◆ **What is being asked**
Among the entries below, copy every line that carries the word "attachments".

* * * * * * * * *

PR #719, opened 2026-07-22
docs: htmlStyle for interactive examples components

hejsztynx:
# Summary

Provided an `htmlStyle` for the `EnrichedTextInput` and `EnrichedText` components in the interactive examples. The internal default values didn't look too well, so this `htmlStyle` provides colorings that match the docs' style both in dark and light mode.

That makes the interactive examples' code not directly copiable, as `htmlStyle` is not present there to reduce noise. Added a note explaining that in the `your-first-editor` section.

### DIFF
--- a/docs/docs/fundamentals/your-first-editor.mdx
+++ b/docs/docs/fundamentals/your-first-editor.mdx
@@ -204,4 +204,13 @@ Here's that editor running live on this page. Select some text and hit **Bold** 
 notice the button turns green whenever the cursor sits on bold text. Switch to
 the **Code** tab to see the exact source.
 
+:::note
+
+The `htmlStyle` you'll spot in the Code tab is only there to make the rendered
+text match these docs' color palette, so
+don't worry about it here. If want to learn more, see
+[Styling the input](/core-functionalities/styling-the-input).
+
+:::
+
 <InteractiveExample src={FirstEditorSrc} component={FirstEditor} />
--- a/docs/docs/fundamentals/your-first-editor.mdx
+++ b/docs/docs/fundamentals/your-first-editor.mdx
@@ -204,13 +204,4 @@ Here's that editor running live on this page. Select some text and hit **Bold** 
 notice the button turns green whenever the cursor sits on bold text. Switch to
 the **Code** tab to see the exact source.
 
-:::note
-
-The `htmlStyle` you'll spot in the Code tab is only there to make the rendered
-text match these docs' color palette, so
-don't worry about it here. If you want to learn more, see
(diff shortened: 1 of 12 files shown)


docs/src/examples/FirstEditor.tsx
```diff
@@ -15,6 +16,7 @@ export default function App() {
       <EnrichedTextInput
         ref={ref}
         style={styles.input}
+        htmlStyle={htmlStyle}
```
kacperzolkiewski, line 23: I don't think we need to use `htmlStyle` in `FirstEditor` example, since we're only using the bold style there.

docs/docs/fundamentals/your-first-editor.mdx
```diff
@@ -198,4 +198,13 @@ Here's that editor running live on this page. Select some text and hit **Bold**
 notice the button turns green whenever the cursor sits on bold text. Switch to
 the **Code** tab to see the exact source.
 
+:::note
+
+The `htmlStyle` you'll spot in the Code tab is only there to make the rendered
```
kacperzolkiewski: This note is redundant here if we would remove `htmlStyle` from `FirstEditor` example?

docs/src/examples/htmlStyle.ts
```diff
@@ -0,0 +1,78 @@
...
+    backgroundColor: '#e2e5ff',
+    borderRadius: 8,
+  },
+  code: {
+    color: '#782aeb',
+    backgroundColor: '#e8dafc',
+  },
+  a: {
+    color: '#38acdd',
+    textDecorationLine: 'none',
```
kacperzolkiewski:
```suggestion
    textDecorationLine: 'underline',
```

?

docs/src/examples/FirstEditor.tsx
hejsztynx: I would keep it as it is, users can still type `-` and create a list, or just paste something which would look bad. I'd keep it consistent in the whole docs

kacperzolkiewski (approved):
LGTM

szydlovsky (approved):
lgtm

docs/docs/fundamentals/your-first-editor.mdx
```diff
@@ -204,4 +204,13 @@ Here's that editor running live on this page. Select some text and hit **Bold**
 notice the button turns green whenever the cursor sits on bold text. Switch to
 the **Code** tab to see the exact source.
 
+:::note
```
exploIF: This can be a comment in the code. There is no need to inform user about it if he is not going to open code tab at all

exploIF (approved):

* * * * * * * * *

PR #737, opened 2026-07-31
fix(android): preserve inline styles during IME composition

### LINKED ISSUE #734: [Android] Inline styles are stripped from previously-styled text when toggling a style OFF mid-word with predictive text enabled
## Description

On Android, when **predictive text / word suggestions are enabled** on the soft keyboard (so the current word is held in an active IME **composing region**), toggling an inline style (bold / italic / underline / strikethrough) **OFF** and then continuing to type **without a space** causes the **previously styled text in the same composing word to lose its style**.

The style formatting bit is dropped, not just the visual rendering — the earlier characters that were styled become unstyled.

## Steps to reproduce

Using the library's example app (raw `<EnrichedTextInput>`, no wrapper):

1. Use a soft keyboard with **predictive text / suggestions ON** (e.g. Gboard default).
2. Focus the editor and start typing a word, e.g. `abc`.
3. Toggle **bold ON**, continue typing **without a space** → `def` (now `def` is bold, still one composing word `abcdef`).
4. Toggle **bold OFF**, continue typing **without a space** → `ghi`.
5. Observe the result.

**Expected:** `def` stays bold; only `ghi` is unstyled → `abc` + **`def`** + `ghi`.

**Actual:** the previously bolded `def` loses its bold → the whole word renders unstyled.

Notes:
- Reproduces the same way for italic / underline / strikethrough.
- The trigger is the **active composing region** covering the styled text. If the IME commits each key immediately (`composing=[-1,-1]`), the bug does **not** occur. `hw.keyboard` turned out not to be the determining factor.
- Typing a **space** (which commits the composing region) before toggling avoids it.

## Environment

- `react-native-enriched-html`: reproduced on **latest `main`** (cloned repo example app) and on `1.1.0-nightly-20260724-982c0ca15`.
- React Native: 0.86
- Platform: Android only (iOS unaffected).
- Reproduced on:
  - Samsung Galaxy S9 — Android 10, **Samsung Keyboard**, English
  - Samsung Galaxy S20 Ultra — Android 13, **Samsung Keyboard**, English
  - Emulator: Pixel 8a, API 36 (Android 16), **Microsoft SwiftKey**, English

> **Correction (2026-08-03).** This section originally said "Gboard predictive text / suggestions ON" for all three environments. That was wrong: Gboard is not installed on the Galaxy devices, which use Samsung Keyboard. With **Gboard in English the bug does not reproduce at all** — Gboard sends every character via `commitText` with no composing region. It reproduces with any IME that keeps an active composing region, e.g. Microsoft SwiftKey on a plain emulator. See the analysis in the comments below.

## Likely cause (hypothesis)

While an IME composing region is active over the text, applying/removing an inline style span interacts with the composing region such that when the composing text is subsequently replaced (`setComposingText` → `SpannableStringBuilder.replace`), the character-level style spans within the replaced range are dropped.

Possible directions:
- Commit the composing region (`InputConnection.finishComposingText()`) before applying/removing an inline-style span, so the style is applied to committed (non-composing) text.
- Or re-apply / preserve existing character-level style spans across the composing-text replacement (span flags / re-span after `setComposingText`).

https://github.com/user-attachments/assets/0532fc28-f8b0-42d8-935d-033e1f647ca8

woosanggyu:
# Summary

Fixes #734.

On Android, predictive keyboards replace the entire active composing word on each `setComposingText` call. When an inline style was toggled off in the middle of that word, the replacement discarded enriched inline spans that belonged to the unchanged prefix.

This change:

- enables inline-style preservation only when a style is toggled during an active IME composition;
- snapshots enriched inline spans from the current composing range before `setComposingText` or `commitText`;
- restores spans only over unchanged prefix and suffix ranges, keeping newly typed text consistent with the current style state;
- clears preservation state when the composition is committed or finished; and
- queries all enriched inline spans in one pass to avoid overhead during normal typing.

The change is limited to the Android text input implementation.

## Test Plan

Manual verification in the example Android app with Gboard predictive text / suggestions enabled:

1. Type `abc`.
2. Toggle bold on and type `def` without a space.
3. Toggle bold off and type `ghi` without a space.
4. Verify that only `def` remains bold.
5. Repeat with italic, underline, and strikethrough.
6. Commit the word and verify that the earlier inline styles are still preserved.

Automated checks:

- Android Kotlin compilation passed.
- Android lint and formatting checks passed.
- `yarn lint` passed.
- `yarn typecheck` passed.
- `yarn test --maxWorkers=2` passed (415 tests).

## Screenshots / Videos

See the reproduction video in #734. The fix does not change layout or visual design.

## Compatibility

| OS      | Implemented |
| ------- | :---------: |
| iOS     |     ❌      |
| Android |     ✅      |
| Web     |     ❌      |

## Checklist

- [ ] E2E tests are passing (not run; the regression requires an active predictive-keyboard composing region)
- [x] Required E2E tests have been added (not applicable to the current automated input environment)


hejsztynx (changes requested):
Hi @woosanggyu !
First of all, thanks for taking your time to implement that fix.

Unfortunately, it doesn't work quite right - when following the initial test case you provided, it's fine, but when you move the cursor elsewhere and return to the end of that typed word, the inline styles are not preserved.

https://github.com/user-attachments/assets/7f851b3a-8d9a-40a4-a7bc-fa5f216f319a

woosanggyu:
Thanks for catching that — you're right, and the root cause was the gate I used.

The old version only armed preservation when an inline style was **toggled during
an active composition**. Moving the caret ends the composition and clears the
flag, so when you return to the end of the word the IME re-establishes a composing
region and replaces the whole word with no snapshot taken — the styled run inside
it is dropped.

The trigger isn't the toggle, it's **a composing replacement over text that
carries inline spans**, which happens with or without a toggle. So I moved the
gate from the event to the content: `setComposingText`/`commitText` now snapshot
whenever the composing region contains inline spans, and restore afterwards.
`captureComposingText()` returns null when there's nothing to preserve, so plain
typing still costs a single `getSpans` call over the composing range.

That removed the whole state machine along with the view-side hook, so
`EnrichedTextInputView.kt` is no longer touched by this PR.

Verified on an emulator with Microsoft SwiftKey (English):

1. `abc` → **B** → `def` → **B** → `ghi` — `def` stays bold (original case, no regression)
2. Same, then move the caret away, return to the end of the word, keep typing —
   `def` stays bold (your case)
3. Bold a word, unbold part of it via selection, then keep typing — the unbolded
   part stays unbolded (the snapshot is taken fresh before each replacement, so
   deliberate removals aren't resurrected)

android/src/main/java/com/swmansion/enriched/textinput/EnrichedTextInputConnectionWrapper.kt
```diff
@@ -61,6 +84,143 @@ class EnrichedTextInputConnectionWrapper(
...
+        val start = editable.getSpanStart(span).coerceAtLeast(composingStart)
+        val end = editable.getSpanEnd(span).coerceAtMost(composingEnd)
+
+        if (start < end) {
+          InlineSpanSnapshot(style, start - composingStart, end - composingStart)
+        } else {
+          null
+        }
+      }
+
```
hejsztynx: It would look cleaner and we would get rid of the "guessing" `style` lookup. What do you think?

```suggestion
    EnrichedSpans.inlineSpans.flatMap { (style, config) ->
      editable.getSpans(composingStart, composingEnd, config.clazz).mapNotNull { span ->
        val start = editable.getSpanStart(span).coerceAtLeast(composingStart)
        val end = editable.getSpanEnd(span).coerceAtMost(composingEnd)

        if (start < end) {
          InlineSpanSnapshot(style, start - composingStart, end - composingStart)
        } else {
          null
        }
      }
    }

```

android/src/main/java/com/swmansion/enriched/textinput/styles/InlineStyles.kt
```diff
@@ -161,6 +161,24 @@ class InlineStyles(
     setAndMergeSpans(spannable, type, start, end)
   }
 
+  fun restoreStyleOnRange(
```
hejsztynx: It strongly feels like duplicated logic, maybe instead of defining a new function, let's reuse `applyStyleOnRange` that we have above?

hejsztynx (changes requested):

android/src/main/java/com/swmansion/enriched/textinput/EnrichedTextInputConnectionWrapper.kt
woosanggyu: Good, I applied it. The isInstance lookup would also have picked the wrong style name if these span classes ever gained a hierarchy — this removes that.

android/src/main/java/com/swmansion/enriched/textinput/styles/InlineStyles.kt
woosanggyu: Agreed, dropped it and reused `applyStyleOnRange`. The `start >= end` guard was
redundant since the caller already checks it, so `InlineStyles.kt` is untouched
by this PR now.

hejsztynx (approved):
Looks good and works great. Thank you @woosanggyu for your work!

* * * * * * * * *

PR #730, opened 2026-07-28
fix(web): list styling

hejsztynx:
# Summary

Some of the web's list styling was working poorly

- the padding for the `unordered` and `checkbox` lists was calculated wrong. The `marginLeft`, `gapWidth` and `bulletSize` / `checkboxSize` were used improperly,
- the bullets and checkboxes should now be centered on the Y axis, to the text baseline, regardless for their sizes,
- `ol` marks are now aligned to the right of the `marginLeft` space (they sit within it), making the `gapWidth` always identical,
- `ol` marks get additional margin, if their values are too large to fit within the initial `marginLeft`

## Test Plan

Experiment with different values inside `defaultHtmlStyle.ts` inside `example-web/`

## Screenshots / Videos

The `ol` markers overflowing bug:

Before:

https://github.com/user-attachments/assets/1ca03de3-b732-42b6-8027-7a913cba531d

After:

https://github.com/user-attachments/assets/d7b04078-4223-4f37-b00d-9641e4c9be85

* * * * * * * * *

◆ **Written response**
https://github.com/user-attachments/assets/0532fc28-f8b0-42d8-935d-033e1f647ca8
https://github.com/user-attachments/assets/7f851b3a-8d9a-40a4-a7bc-fa5f216f319a
https://github.com/user-attachments/assets/1ca03de3-b732-42b6-8027-7a913cba531d
https://github.com/user-attachments/assets/d7b04078-4223-4f37-b00d-9641e4c9be85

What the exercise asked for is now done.